PR #8814, opened 2025-09-21
unicode: delete props.zig and clean up symbols deps too

mitchellh:
Follow up to #8810

Same reasoning.


src/unicode/symbols_table.zig
```diff
@@ -0,0 +1,14 @@
+const lut = @import("lut.zig");
+
+/// The lookup tables for Ghostty.
+pub const table = table: {
+    // This is only available after running main() below as part of the Ghostty
+    // build.zig, but due to Zig's lazy analysis we can still reference it here.
```
jcollie: This comment should probably be fixed up since main() is no longer in this file.

PR #8815, opened 2025-09-21
logging: document GHOSTTY_LOG and make it more flexible

jcollie:


mitchellh (changes requested):
Just coming back to old PRs. I still have concerns about this. 

My main concern is that `log_level = debug` will make all log statements "active" (won't be compiled out with comptime). Logs are already a pretty impactful part of our performance and I write debug logs with the expectation they won't be in the final binary, such as including more-expensive-to-calculate parameters. So I feel really uncomfortable about that change. **Easy fix here would be to just revert the `std_options` stuff for now.**

Beyond that, I think this looks good.

src/build/mdgen/ghostty_5_header.md
```diff
@@ -93,3 +89,34 @@ will fall back to default values for erroneous keys.
...
+`stderr` is available. Depending on the platform and how Ghostty was launched,
+logs sent to `stderr` may be stored by the system and made available for later
+retrieval.
+
+On Linux if Ghostty is launched by the default `systemd` user service, you can use
+`journald` to see Ghostty's logs: `journalctl --user --unit app-com.mitchellh.ghostty.service`.
+
+On macOS logging to the macOS unified log is available and enabled by default.
+--Use the system `log` CLI to view Ghostty's logs: `sudo log stream level debug
+----predicate 'subsystem=="com.mitchellh.ghostty"'`.
```
mitchellh: Typo here.

mitchellh:
Fixed a typo and reverted the default log type, the rest looks good.

mitchellh (approved):

PR #8816, opened 2025-09-21
gtk: restore flatpak-aware resource directory support

alaviss:
This was not ported to gtk-ng before old runtime was removed, breaking shell integration on Flatpak.

This implementation is copied verbatim from old runtime.


pluiedev (approved):
Not sure how that slipped under the cracks

PR #8826, opened 2025-09-21
build: many more lazy dependencies, defer deps add unless needed

mitchellh:
This makes more dependencies lazy. This has a practical effect of reducing the number of dependencies that need to be downloaded when running certain zig build steps.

━━━━━━

### Exercise details
Copy out every line in the records where the word "still" is found.

### Solution to this problem
+    // build.zig, but due to Zig's lazy analysis we can still reference it here.
Just coming back to old PRs. I still have concerns about this. 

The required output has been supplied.